Manufacturers generally pay rebates to PBMs in exchange for exclusive or favorable tier listing for their drug on the PBMs formulary, or list of covered medications. This encourages the PBM to include the medication with the highest rebate not necessarily the medication in that class of drugs with the lowest price, leaving plan sponsors and patients to pay higher costs. Moreover, while PBMs claim to pass such rebates along to plan sponsors, a study for the Center for Medicine in the Public Interest found that most of the increase in prescription drug spending was on rebates retained by the PBMs.

Patients are also impacted by PBM rebates as patient cost sharing levels are determined by the price of the medication before discounts are applied, causing patients to pay higher out of pocket costs. PBMs can also create higher costs for patients if they employ the practice of copay "clawbacks," where the PBM dictates the pharmacy charge the patient a co-pay that is higher than the cost of the medication, then the PBM recoups the difference from the pharmacy. This recouped difference is kept by the PBM and not returned to the patient. Unfortunately, PBM "gag" clauses can prevent pharmacists from informing their patients that their medication may be less expensive if they did not use their insurance.
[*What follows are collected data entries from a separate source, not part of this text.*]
PR #8387, opened 2026-08-04
Fix `deepcopy` bottleneck in state_dict()

### LINKED ISSUE #8393: CPU Bottleneck in `IterableDataset.state_dict()` when shuffling multiple shards
**Describe the bug**
There is a significant CPU bottleneck in `IterableDataset` dataloading when `buffer_size` and `max_buffer_input_shards` are greater than 1 (i.e. highly parallelized streaming with a shuffle buffer).

Currently, `_BaseExamplesIterable.state_dict()` falls back to performing a full recursive `copy.deepcopy(self._state_dict)`. 
In nested iterator chains (like `BufferShuffledExamplesIterable` wrapping `CyclingMultiSourcesExamplesIterable` wrapping multiple `ArrowExamplesIterable` shards), the `state_dict()` is queried and updated **on every yielded row**. 

Because `copy.deepcopy` relies on Python's `pickle` mechanics for object introspection and memoization, it incurs massive CPU overhead. Furthermore, `pickle` often crashes or fails gracefully when it encounters unpicklable objects like generator states. 
When `max_buffer_input_shards` is scaled up, the dictionary size grows, and the deepcopy completely blocks the CPU, throttling the dataloader significantly.

**Steps to Reproduce**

Finally, PBMs have a unique position with retail pharmacies in that the PBMs contract with these pharmacies and determine their payments for medications while also owning their own, usually mail-order or specialty, pharmacies. PBMs utilize their position when negotiating contracts with plan sponsors to include provisions that incentivize or require plan beneficiaries to use the PBM-owned pharmacy, without necessarily disclosing their ownership interest to the plan sponsor. This can again lead to higher costs for the plan sponsor as mail order medications aren't necessarily the less expensive option and can lead to extensive waste in the system.
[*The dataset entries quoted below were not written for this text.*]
PR #8395, opened 2026-08-04
Forward iter_arrow, is_typed and features from RepeatExamplesIterable

### LINKED ISSUE #8394: IterableDataset.repeat() drops the Arrow fast path and widens numpy dtypes
### Describe the bug

`RepeatExamplesIterable` is the only wrapper in `iterable_dataset.py` that does not forward `iter_arrow`, `is_typed` and `features` to the iterable it wraps. Two things follow from that: `.repeat()` drops the Arrow fast path, and under `numpy` format it silently widens the declared dtypes.

`SkipExamplesIterable` (line 2012) and `TakeExamplesIterable` (line 2175) sandwich `RepeatExamplesIterable` (line 2120) and both carry the three-property block; `RepeatExamplesIterable` carries none of them. Walking every `_BaseExamplesIterable` subclass at `b7cb10b`, 12 of the 14 wrap another iterable, 11 of those 12 forward all three, and `RepeatExamplesIterable` is the one that forwards none.

```python

features = Features({"i32": Value("int32"), "f32": Value("float32"), "u8": Value("uint8")})
ds = Dataset.from_dict({"i32": [1, 2], "f32": [1.5, 2.5], "u8": [3, 4]}, features=features)
ds = ds.to_iterable_dataset().with_format("numpy")

print({k: v.dtype for k, v in next(iter(ds)).items()})
print({k: v.dtype for k, v in next(iter(ds.take(2))).items()})
print({k: v.dtype for k, v in next(iter(ds.repeat(2))).items()})
```

```
{'i32': int32,   'f32': float32,   'u8': uint8}     # plain
{'i32': int32,   'f32': float32,   'u8': uint8}     # take(2)
{'i32': int64,   'f32': float64,   'u8': int64}     # repeat(2)
```

Same shape on throughput, 100k rows under `arrow` format:

```
take(100000)  0.500s
repeat(1)     6.644s
```

`repeat` produces a `RepeatExamplesIterable` whose `iter_arrow` is `None` sitting on top of an `ArrowExamplesIterable` whose `iter_arrow` is not, so iteration falls back to the per-example path and the types are re-inferred from Python objects.

### Expected behavior

`.repeat()` repeats rows. It should not change their dtype, and it should not disable the Arrow path when the underlying iterable supports it, the same way `.take()` and `.skip()` do not.

Scope of what I checked: `numpy` format on scalar `Value` columns, single-example iteration. I did not check the torch formatter or non-scalar feature types.

### Environment info

- `datasets` main at `b7cb10b0e38ab8bbefdb142d0279bc85ac8c7ab8` (installed with `pip install -e .`)
- Python 3.12, Linux
- pyarrow 25.0.0, numpy 2.5.1

A PR follows.

ebarkhordar:
`RepeatExamplesIterable` never forwarded `iter_arrow`, `is_typed` or `features` to the iterable it wraps, so `.repeat()` stranded an Arrow-capable child behind a non-Arrow parent: iteration fell back to the per-example path and the dtypes were re-inferred from Python objects.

As the ACI ConsumerGram, the Center for Medicine in the Public Interest report, along with other reports such as this, demonstrate, PBMs are a key driver in increasing drug costs. Their market power and lack of transparency places them in a position to dictate prices to pharmacies and charge higher prices to plan sponsors and beneficiaries, and retain a large portion of manufacturer rebates.

Given the oversized role PBMs play in the prescription drug supply chain, legislative solutions are necessary to bring greater transparency. Enactment of two bipartisan bills, S. 413/H.R. 1038 the Improving Transparency and Accuracy in Medicare Part D Drug Spending Act and H.R. 1316, the Prescription Drug Price Transparency Act, would be a good start.